NASA Audit Underscores Need for Secure Disposal of IT Equipment

According to Blancco, the company in data erasure and end-of-lifecycle solutions revealed its audit report by a NASA Inspector General (IG). This report highlights the importance of a secure end-of-service policy and practices related to information technology (IT) equipment.

The audit revealed shortcomings in sanitization and disposal processes for electronic media that led to release of 10 computers slated for resale, nine of which may have contained sensitive Space Shuttle-related data.  These findings prompted the IG to recommend stricter procedures, including a recommendation that requires a separate, offline verification sampling of excess IT equipment to ensure data is gone, a very costly process in certain situations.

According to the press release, the IG's report identified that the four NASA centers under review either failed to verify data removal, did not notify managers when computers contained data after verification testing, used unapproved sanitization software, or used approved software for sanitization that did not verify erasure status, such as freeware and firmware-based tools.

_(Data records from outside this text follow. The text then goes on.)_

PR #462, opened 2018-08-23
[149] Fix salary filtering bug

despo:
Updated checks to ensure that maximum salary is correctly utilised in filters. As the maximum salary can be nil then an ElasticSearch OR clause (look at example below) is used to check that it is less than the maximum specified **or** null.
 
```
    {
      bool: {
        should: [
          less_than(:maximum_salary, @maximum_salary.to_i),
          bool: {
            must_not: {
              exists: {
                field: 'maximum_salary'
              }
            }
          }
        ]
      }
    }
```


despo:
[Filtering bug: When I filter by both a minimum and a maximum salary, any job posts without a maximum salary but still within the range don't show up.](https://trello.com/c/ToLvkwfJ/149-filtering-bug-when-i-filter-by-both-a-minimum-and-a-maximum-salary-any-job-posts-without-a-maximum-salary-but-still-within-the-r)

despo:
@tahb I've amended the features and added checks for the expected number of listed jobs.

PR #463, opened 2018-08-24
[394] Log anonymised email address for users who weren’t authorised

tahb:
* This will be helpful during the early stages of inviting new users in gaining confidence in the process to know whether it is sensible to invite more users. We want to know that for all users that see the not-authorised page, it is because they have been invited to DSI by another service and are truly not allowed access yet, as opposed to a bug in our invitation process.
* We don't want or need the full personal email addresses that are coming back from DfE Sign-in to be sent to Papertrail as I think we can get away with checking every other character against the list we've invited before looking up in DfE Sign-in and our authorisation tool to debug.

screen shot 2018-08-24 at 12 03 31


tahb:
[Understand if hiring staff who aren't authorised are a symptom of a problem and a reason not to invite more users](https://trello.com/c/zgpevSXM/394-understand-if-hiring-staff-who-arent-authorised-are-a-symptom-of-a-problem-and-a-reason-not-to-invite-more-users)

PR #465, opened 2018-08-24
Fix - prevent editing publication date of published job

despo:
**`publish_on`: disable validation check for already published jobs and enable editing and validation for jobs with a `published` status and a future publication date**

## A job that has already been published
**`status: published` and `publish_on.past?`**

- Remove `change` button of publication date
edit-view-of-published-with-past-publish-on

- Display text instead of date field
edit-published-with-past-publish-on

## A job that is ready to be published
**`status: published` and `publish_on.future?`**

- The `change` button is still available
edit-view-of-published-with-future-publish-on

- The publication date can be edited
screen shot 2018-08-24 at 17 10 42

- Validation enforced - `publish_on` can not be set in the past
unable-to-set-past-publish-on-on-published

### DIFF
--- a/app/controllers/hiring_staff/vacancies/application_details_controller.rb
+++ b/app/controllers/hiring_staff/vacancies/application_details_controller.rb
@@ -31,6 +31,7 @@ class HiringStaff::Vacancies::ApplicationDetailsController < HiringStaff::Vacanc
   def update
     vacancy = school.vacancies.published.find(vacancy_id)
     @application_details_form = ApplicationDetailsForm.new(application_details_form)
+    @application_details_form.status = vacancy.status
     @application_details_form.id = vacancy.id
 
     if @application_details_form.valid?
--- a/app/controllers/hiring_staff/vacancies/application_details_controller.rb
+++ b/app/controllers/hiring_staff/vacancies/application_details_controller.rb
@@ -24,6 +24,8 @@ class HiringStaff::Vacancies::ApplicationDetailsController < HiringStaff::Vacanc
 
     @school = school
     @application_details_form = ApplicationDetailsForm.new(vacancy_attributes)
+    vacancy ||= school.vacancies.find(@application_details_form.id)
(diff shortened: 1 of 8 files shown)


despo:
[Attempting to edit a published job's application details, triggers a check to ensure that the publication date is not earlier than today. This means that if hiring schools attempt to specifically change any details rendered on that section will also prompt them to update the date the job was published.](https://trello.com/c/zfQ9EdoZ/383-attempting-to-edit-a-published-jobs-application-details-triggers-a-check-to-ensure-that-the-publication-date-is-not-earlier-than)

tahb:
There's no user need that I can find to help me understand the bug/problem we are fixing here. It looks like users are editing their published date after publication and that that's a problem but I'm not sure of the problem this raises?

If we don't make this change, what would happen?

Looking for a evidence before we potentially prohibit all hiring staff from extending their posts by say 2-4 weeks if their listings aren't been filled, or why we might not want to allow that? The current flexibility of the service seems valuable, and for us to be more restrictive again we should be very clear.

tahb:
Further to that I have some feedback for the design:

In the case where a listing has been published, I think we need to convey the reason why the 'change' button is whipped away from them.

Perhaps we can do this by changing the copy from:

> Date role will be listed

to:

> Date role was listed

And for accessibility, users will screen readers will have to work out that the change link is missing. Perhaps we should have a replacement statement that says 'Cannot be changed after publication'?

despo:
@tahb when a user wants to edit any of the application details, they are forced to change their publication date as that validation would always be trigerred when attempting to save the form. It does not prohibit extending the expiry date of a listing.

I can make the amendments to the text, maybe @gazaston can provide some feedback on the current content as well?

tahb:
Rebased

tahb:
On second thoughts using 'Date role was listed' would not make sense if the publish date was in the future and the hiring staff was making edits before that date. It could cause confusion so let's wait and see how this change plays out.

PR #466, opened 2018-08-27
(fix) A hiring school user can sign out…

despo:
… if they have not accepted the ToCs


despo:
[Sign out cannot be clicked if the user doesn't accept the terms and conditions page](https://trello.com/c/abtffgqB/389-sign-out-cannot-be-clicked-if-the-user-doesnt-accept-the-terms-and-conditions-page)

despo:
@tahb I've removed the commits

Markku Willgren, president of U.S. Operations for Blancco, said that while the IG recommends offline verification testing for 20 percent of media slated for reuse or disposal, in practice this methodology requires manual labor and is often cost prohibitive, especially when a high sampling rate is involved, rather than sampling just a percentage of devices after the fact in an offline mode, for complete security, organizations need failsafe, auditable processes that can thoroughly erase 100 percent of data from all decommissioned computers, and also log results for each computer before it is disposed and leaves the premises.

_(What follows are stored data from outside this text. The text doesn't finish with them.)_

PR #476, opened 2018-08-30
Fix/aws ip ranges does not stop boot

tahb:
* Add timeout for AWS IP ranges to improve the chances our containers can boot successfully
* Handle the case where AWS give us a 403 and some XML instead of JSON

### DIFF
--- a/lib/modules/aws_ip_ranges.rb
+++ b/lib/modules/aws_ip_ranges.rb
@@ -6,8 +6,13 @@ module AWSIpRanges
     uri = URI(PATH)
 
     begin
-      response = Net::HTTP.get(uri)
-      return parse_json_for_ips(response)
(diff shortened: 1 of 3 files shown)


lib/modules/aws_ip_ranges.rb
```diff
@@ -6,8 +6,13 @@ def self.cloudfront_ips
     uri = URI(PATH)
 
     begin
-      response = Net::HTTP.get(uri)
-      return parse_json_for_ips(response)
+      http_connection = Net::HTTP.new(uri.host, uri.port)
+      http_connection.read_timeout = 5
```
despo: is 5 enough? Should we push up to 10 instead?

tahb: Yeah you're right, we don't have to be as short tempered with AWS on the read if a connection has been opened quickly.

PR #482, opened 2018-08-31
[chore] add pp variables in rake task definition

despo:


despo:
@tahb made some amendments but looks good now 👍

PR #3530, opened 2021-05-25
[TEVA-2682] Allow `&` character to be in title and salary field

cesidio:
## Jira ticket
https://dfedigital.atlassian.net/browse/TEVA-2682

## Screenshots of UI changes:
image
image

### DIFF
--- a/app/form_models/publishers/job_listing/copy_vacancy_form.rb
+++ b/app/form_models/publishers/job_listing/copy_vacancy_form.rb
@@ -10,7 +10,8 @@ class Publishers::JobListing::CopyVacancyForm < Publishers::JobListing::Importan
   private
 
   def job_title_has_no_tags?
-    return if job_title == sanitize(job_title, tags: [])
+    job_title_without_escaped_characters = job_title.delete("&")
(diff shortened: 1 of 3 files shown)


david-mears-dfe (commented):
Did you try this? From the documentation of `sanitize`:

```
 To set the default allowed tags or attributes across your application:  
  # In config/application.rb
  config.action_view.sanitized_allowed_tags = ['strong', 'em', 'a']   
  config.action_view.sanitized_allowed_attributes = ['href', 'title']
  ```

cesidio:
> Did you try this? From the documentation of `sanitize`:
> 
> ```
>  To set the default allowed tags or attributes across your application:  
>   # In config/application.rb
>   config.action_view.sanitized_allowed_tags = ['strong', 'em', 'a']   
>   config.action_view.sanitized_allowed_attributes = ['href', 'title']
> ```

The problems is not with tags or attributes, the problem is with the special character `&` that gets escaped. All we are doing here is to check that the content does not have tags in order to present the error. We are not stripping or sanitising the actual content

david-mears-dfe (approved):

PR #3536, opened 2021-05-26
Add to qualification system specs

david-mears-dfe:
Covers the editing of qualification results:
- Editing a shared attribute like an institution
- Editing an individual result
- Removing an individual result by leaving the fields blank


app/controllers/jobseekers/job_applications/qualifications_controller.rb
```diff
@@ -49,7 +49,7 @@ def form_attributes
     when "edit"
       qualification
         .slice(:category, :finished_studying, :finished_studying_details, :grade, :institution, :name, :subject, :year, :qualification_results)
-        .reject { |_, v| v.blank? }
+        .reject { |_, v| v.blank? && v != false }
```
david-mears-dfe, line 52: `false.blank?` returns `true` so the edit pages were missing the `finished_studying` attribute.

cesidio (approved):

PR #3538, opened 2021-05-26
[TEVA-2600] add trix editor for create vacancy textfields

alexbowen:
https://dfedigital.atlassian.net/browse/TEVA-2600

edit/create vacancy
Screenshot 2021-05-28 at 13 18 36

vacancy listing
Screenshot 2021-05-28 at 13 07 45

(mili requsted the section title are bigger so they standout from user inputed bold text)


cpjmcquillan (commented):
I think we index a truncated job advert field in algolia. We should probably strip out all the tags when we do that.

But looking awesome!

Done 👍

david-mears-dfe:
Is it possible to limit the use of headings, so that they don't overshadow our own headings?

alexbowen:
> Is it possible to limit the use of headings, so that they don't compete with/outdo our own headings?

not really to limit them. i could remove the text size change button though might be good idea. but to a degree going to have to trust people not to do stuff to make their listing look shite!

PR #3560, opened 2021-06-02
Update README.md

david-mears-dfe:
I'm using Connor's old laptop now and going through the onboarding process.


cesidio (approved):
I am OK with adding this, the only thing is that there are a lot of things (too many in fact) that needs to be sorted out when installing tools. We say that the app needs Postgres, but installing it and running it properly requires some knowledge and many instructions that change and need to be figured out. I leave this to you

PR #3564, opened 2021-06-02
Re-order and update README

david-mears-dfe:
AWS credentials don't work until you run `bundle` so I moved that earlier.

Added suggestions for using homebrew to install postgres.

GIAS import is no longer required since orgs are created by seeding the db, so I reordered and edited the import data section.


david-mears-dfe:
Actually something weird is happening - when I try to sign in locally DSI forwards me to dev.teaching-vacancies rather than localhost. So I might be wrong about the GIAS import task.

cesidio (approved):

PR #3565, opened 2021-06-02
Remove job application feature flag

cesidio:


Gemfile.lock
```diff
@@ -337,8 +337,6 @@ GEM
     multi_json (1.15.0)
     multi_xml (0.6.0)
     multipart-post (2.1.1)
-    net-http-persistent (4.0.1)
```
alexbowen, line 340: just checking this is intentional? i know you were playing about with gemfile earlier?

cesidio: it is intentional, even though it is not relevant to this PR, it should have been part of the previous one when I updated the gems. No point in doing a PR only for that

alexbowen (approved):

PR #3568, opened 2021-06-03
[TTEVA-2071] use gds bottom sticky variant of cookies banner

alexbowen:
https://dfedigital.atlassian.net/browse/TEVA-2071

- cookie banner variant chosen from abtest taken forward
- cookie banner added to skiplinks
- refactoring to make use of the govuk component (exact same markup was used for the test however) and also to allow us to test this like we do other components


app/components/cookies_banner_component.rb
```diff
@@ -0,0 +1,21 @@
+class CookiesBannerComponent < GovukComponent::Base
```
david-mears-dfe, line 1: Is this file just the deleted `app/components/ab_test/cookies_banner_component.rb` but moved?

alexbowen: yes and a few stuctural bits added for default component tests (html_attrs for e.g)

david-mears-dfe: I thought most IDEs were capable of recording when files are renamed/moved. It makes git history easier to understand. I think you can also use `git mv hello.html directory` instead of `mv hello.html directory` to make git history show that it's a moved file rather than two files that were deleted/added.

No worries for this PR but it is a nice-to-have for the future.

app/components/cookies_banner_component.rb
```diff
@@ -0,0 +1,21 @@
...
+    super(classes: classes, html_attributes: html_attributes)
+
+    @create_path = create_path
+    @reject_path = reject_path
+    @preferences_path = preferences_path
+  end
+
+  private
+
+  def default_classes
```
david-mears-dfe, line 18: Where is default_classes used?

app/components/cookies_banner_component.rb
alexbowen: you are absolutely right and I even mentioned this not do long ago in an eng workshop. It did cross my mind just after I created Pr but I came to conclusion the original only had 2 updates for abyest and in fact weren't losing isting anything useful in term of history

app/components/cookies_banner_component.rb
alexbowen: It is something that extending from gov component gives and just classes that are applied to component container

david-mears-dfe (approved):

He added that these processes should utilize networked tools that not only erase multiple drives at once, but also log detailed erasure results for each computer and report them to a central database in an online mode. To address issues raised by the IG and implement secure end-of-service processes, Willgren suggests implementation failsafe end-of-service policy, a computer generated verification report for every sanitized hard drive, a certified data erasure tool, and contractors to perform a sample offline recovery attempt.